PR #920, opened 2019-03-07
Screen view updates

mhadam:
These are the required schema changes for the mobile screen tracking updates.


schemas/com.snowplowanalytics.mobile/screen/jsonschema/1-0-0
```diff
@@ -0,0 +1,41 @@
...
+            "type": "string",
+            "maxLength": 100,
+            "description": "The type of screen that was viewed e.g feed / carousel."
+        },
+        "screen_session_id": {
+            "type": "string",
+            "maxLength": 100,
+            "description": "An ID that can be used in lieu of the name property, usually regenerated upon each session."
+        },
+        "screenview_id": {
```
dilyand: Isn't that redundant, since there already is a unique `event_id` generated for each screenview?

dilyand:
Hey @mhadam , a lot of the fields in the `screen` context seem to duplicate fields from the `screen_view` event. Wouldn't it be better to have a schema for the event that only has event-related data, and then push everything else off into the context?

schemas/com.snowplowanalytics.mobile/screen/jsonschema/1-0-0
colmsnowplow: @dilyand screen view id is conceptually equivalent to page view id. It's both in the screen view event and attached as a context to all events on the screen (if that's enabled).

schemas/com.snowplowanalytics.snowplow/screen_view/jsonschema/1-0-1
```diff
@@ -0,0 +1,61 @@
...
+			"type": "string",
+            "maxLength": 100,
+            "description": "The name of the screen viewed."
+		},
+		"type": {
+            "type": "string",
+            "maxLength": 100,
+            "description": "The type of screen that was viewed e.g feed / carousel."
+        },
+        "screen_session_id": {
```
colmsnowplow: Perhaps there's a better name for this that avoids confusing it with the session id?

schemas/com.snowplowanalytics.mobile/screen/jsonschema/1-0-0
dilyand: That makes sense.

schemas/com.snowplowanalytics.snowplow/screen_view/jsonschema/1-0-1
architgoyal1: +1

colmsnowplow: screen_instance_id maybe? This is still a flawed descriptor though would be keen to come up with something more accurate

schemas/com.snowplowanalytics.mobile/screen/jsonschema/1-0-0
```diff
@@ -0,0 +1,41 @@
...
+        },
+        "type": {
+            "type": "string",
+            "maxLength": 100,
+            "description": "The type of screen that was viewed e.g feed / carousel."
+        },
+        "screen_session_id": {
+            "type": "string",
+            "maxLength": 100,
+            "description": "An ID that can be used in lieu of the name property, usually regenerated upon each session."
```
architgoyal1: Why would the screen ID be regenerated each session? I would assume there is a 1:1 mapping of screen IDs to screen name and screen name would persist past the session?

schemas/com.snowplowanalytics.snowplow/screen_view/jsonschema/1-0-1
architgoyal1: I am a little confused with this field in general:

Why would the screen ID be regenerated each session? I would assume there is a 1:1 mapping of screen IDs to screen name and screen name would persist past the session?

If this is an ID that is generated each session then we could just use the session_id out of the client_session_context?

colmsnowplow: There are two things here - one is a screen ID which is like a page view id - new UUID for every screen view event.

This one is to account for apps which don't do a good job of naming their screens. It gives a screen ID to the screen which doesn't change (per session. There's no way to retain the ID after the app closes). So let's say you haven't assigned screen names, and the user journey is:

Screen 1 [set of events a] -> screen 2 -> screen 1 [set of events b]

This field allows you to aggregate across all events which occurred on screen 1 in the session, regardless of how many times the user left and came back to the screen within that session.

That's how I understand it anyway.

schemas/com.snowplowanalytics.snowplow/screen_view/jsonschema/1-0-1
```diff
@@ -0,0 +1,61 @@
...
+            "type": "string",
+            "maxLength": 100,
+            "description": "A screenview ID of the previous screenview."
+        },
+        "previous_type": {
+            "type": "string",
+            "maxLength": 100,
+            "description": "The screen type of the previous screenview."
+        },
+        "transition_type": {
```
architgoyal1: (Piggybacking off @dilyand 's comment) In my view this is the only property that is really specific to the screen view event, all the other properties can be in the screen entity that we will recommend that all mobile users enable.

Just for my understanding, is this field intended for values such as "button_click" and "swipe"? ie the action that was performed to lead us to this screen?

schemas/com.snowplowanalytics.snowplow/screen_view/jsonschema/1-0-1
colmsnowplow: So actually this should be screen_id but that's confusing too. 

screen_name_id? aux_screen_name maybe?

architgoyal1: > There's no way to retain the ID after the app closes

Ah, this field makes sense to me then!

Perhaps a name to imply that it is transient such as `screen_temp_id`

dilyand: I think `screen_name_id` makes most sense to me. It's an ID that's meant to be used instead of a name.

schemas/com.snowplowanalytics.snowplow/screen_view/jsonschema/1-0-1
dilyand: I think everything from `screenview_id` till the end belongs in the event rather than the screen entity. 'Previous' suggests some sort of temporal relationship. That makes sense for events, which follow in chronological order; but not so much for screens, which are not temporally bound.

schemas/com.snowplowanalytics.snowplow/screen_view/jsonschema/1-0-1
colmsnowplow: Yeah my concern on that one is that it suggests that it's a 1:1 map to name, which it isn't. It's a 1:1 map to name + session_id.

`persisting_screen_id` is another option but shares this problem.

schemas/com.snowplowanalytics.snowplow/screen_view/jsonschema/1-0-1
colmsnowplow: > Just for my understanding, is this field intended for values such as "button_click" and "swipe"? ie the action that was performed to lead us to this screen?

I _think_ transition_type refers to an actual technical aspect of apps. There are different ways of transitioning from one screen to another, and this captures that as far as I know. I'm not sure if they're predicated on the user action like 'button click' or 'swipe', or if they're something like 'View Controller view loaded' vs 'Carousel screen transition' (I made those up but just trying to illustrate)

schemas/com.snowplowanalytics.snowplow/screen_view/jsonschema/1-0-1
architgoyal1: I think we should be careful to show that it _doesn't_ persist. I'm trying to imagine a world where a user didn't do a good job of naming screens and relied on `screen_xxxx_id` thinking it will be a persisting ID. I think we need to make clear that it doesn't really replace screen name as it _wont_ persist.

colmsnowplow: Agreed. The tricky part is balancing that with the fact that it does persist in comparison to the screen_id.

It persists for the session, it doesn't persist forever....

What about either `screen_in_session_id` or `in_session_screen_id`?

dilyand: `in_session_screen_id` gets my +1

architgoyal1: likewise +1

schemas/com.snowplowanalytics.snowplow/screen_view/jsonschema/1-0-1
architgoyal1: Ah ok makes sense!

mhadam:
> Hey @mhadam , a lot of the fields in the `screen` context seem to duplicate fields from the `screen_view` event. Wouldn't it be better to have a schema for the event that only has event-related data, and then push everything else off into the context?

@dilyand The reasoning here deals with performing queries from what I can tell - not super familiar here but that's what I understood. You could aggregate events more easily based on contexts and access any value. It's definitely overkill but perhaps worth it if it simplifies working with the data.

▶ _What to do_:
Output every record exactly as written, with nothing dropped.

▶ _Reply_:
PR #920, opened 2019-03-07
Screen view updates

mhadam:
These are the required schema changes for the mobile screen tracking updates.


schemas/com.snowplowanalytics.mobile/screen/jsonschema/1-0-0
```diff
@@ -0,0 +1,41 @@
...
+            "type": "string",
+            "maxLength": 100,
+            "description": "The type of screen that was viewed e.g feed / carousel."
+        },
+        "screen_session_id": {
+            "type": "string",
+            "maxLength": 100,
+            "description": "An ID that can be used in lieu of the name property, usually regenerated upon each session."
+        },
+        "screenview_id": {
```
dilyand: Isn't that redundant, since there already is a unique `event_id` generated for each screenview?

dilyand:
Hey @mhadam , a lot of the fields in the `screen` context seem to duplicate fields from the `screen_view` event. Wouldn't it be better to have a schema for the event that only has event-related data, and then push everything else off into the context?

schemas/com.snowplowanalytics.mobile/screen/jsonschema/1-0-0
colmsnowplow: @dilyand screen view id is conceptually equivalent to page view id. It's both in the screen view event and attached as a context to all events on the screen (if that's enabled).

schemas/com.snowplowanalytics.snowplow/screen_view/jsonschema/1-0-1
```diff
@@ -0,0 +1,61 @@
...
+			"type": "string",
+            "maxLength": 100,
+            "description": "The name of the screen viewed."
+		},
+		"type": {
+            "type": "string",
+            "maxLength": 100,
+            "description": "The type of screen that was viewed e.g feed / carousel."
+        },
+        "screen_session_id": {
```
colmsnowplow: Perhaps there's a better name for this that avoids confusing it with the session id?

schemas/com.snowplowanalytics.mobile/screen/jsonschema/1-0-0
dilyand: That makes sense.

schemas/com.snowplowanalytics.snowplow/screen_view/jsonschema/1-0-1
architgoyal1: +1

colmsnowplow: screen_instance_id maybe? This is still a flawed descriptor though would be keen to come up with something more accurate

schemas/com.snowplowanalytics.mobile/screen/jsonschema/1-0-0
```diff
@@ -0,0 +1,41 @@
...
+        },
+        "type": {
+            "type": "string",
+            "maxLength": 100,
+            "description": "The type of screen that was viewed e.g feed / carousel."
+        },
+        "screen_session_id": {
+            "type": "string",
+            "maxLength": 100,
+            "description": "An ID that can be used in lieu of the name property, usually regenerated upon each session."
```
architgoyal1: Why would the screen ID be regenerated each session? I would assume there is a 1:1 mapping of screen IDs to screen name and screen name would persist past the session?

schemas/com.snowplowanalytics.snowplow/screen_view/jsonschema/1-0-1
architgoyal1: I am a little confused with this field in general:

Why would the screen ID be regenerated each session? I would assume there is a 1:1 mapping of screen IDs to screen name and screen name would persist past the session?

If this is an ID that is generated each session then we could just use the session_id out of the client_session_context?

colmsnowplow: There are two things here - one is a screen ID which is like a page view id - new UUID for every screen view event.

This one is to account for apps which don't do a good job of naming their screens. It gives a screen ID to the screen which doesn't change (per session. There's no way to retain the ID after the app closes). So let's say you haven't assigned screen names, and the user journey is:

Screen 1 [set of events a] -> screen 2 -> screen 1 [set of events b]

This field allows you to aggregate across all events which occurred on screen 1 in the session, regardless of how many times the user left and came back to the screen within that session.

That's how I understand it anyway.

schemas/com.snowplowanalytics.snowplow/screen_view/jsonschema/1-0-1
```diff
@@ -0,0 +1,61 @@
...
+            "type": "string",
+            "maxLength": 100,
+            "description": "A screenview ID of the previous screenview."
+        },
+        "previous_type": {
+            "type": "string",
+            "maxLength": 100,
+            "description": "The screen type of the previous screenview."
+        },
+        "transition_type": {
```
architgoyal1: (Piggybacking off @dilyand 's comment) In my view this is the only property that is really specific to the screen view event, all the other properties can be in the screen entity that we will recommend that all mobile users enable.

Just for my understanding, is this field intended for values such as "button_click" and "swipe"? ie the action that was performed to lead us to this screen?

schemas/com.snowplowanalytics.snowplow/screen_view/jsonschema/1-0-1
colmsnowplow: So actually this should be screen_id but that's confusing too. 

screen_name_id? aux_screen_name maybe?

architgoyal1: > There's no way to retain the ID after the app closes

Ah, this field makes sense to me then!

Perhaps a name to imply that it is transient such as `screen_temp_id`

dilyand: I think `screen_name_id` makes most sense to me. It's an ID that's meant to be used instead of a name.

schemas/com.snowplowanalytics.snowplow/screen_view/jsonschema/1-0-1
dilyand: I think everything from `screenview_id` till the end belongs in the event rather than the screen entity. 'Previous' suggests some sort of temporal relationship. That makes sense for events, which follow in chronological order; but not so much for screens, which are not temporally bound.

schemas/com.snowplowanalytics.snowplow/screen_view/jsonschema/1-0-1
colmsnowplow: Yeah my concern on that one is that it suggests that it's a 1:1 map to name, which it isn't. It's a 1:1 map to name + session_id.

`persisting_screen_id` is another option but shares this problem.

schemas/com.snowplowanalytics.snowplow/screen_view/jsonschema/1-0-1
colmsnowplow: > Just for my understanding, is this field intended for values such as "button_click" and "swipe"? ie the action that was performed to lead us to this screen?

I _think_ transition_type refers to an actual technical aspect of apps. There are different ways of transitioning from one screen to another, and this captures that as far as I know. I'm not sure if they're predicated on the user action like 'button click' or 'swipe', or if they're something like 'View Controller view loaded' vs 'Carousel screen transition' (I made those up but just trying to illustrate)

schemas/com.snowplowanalytics.snowplow/screen_view/jsonschema/1-0-1
architgoyal1: I think we should be careful to show that it _doesn't_ persist. I'm trying to imagine a world where a user didn't do a good job of naming screens and relied on `screen_xxxx_id` thinking it will be a persisting ID. I think we need to make clear that it doesn't really replace screen name as it _wont_ persist.

colmsnowplow: Agreed. The tricky part is balancing that with the fact that it does persist in comparison to the screen_id.

It persists for the session, it doesn't persist forever....

What about either `screen_in_session_id` or `in_session_screen_id`?

dilyand: `in_session_screen_id` gets my +1

architgoyal1: likewise +1

schemas/com.snowplowanalytics.snowplow/screen_view/jsonschema/1-0-1
architgoyal1: Ah ok makes sense!

mhadam:
> Hey @mhadam , a lot of the fields in the `screen` context seem to duplicate fields from the `screen_view` event. Wouldn't it be better to have a schema for the event that only has event-related data, and then push everything else off into the context?

@dilyand The reasoning here deals with performing queries from what I can tell - not super familiar here but that's what I understood. You could aggregate events more easily based on contexts and access any value. It's definitely overkill but perhaps worth it if it simplifies working with the data.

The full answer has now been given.